------ Supplied data ------

PR #388, opened 2023-11-16
Allow links to accept `onClick` when used in `asChild` mode

molefrog:
Also, I narrowed the type of children to be a valid React element.


jeetiss (approved):
👍🏻

PR #590, opened 2016-11-28
Make sure build container is removed if build was unsuccessful

### LINKED ISSUE #575: atomic-reactor should remove a container if dockerbuild stage has failed
Atomic-reactor leaves a container in 'Created' state if dockerbuild has failed, which clutters the nodes. AR should be able to remove those automatically

vrutkovs:
Fixes #575 

Docker-py's `forcerm` option makes sure that all intermediate containers are removed ii the build is unsuccessful


twaugh:
Does it work?

vrutkovs:
Yes, tested on osbs-dev - the container was removed when the build has failed. Since the magic happens in `docker-py` we can't unfortunately test it reliably

PR #591, opened 2016-11-29
Disable pulp_pull plugin functionality

lcarva:


twaugh:
This will switch from using v2 schema 1 image IDs (from pulling from Crane's v2 schema 1 manifest) to using v2 schema 2 image IDs (created by docker-squash). That doesn't sound like what you want, as the v2 schema 2 image IDs will not correspond to anything in Koji when Pulp is used.

(In any case, can this change not be done using an osbs-client change alone?)

lcarva:
We discovered that pub relies on the image ID in the koji build archive metadata to be the v1 image ID.
The ID reported by squash is also not the correct one. Instead we need to inspect the tarball for the correct value.

v1 image ID, as in pulp's docker_image content unit.

Without this change pub cannot publish images as it fails to verify the docker_image content units were properly copied.

twaugh:
Are you sure this change will get you the v1 image ID? It seems unlikely.

lcarva:
We have verified that with these changes the image_id reported by OSBS matches the value reported by  the registry via:
```
curl -sLk http://<registry>/v1/repositories/<repo>/tags
```

We have also verified that pub works properly with these changes.

Additionally, search for the docker_image content unit in pulp with the reported image_id returns the correct data.

PR #592, opened 2016-12-02
Fix koji krbV auth handling

maxamillion:


twaugh:
LGTM

puiterwijk:
Do note that in some setups krb_rdns:false might not be what you want.
But I'd say that when you get setups that need it to be true, they can file a PR to get that fixed as another config option.

twaugh:
Agreed.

------

The problem:
Restate word for word the lines above, beginning at the first one and ending at the line that carries "Make sure build".

Task result:
PR #388, opened 2023-11-16
Allow links to accept `onClick` when used in `asChild` mode

molefrog:
Also, I narrowed the type of children to be a valid React element.


jeetiss (approved):
👍🏻

PR #590, opened 2016-11-28
Make sure build container is removed if build was unsuccessful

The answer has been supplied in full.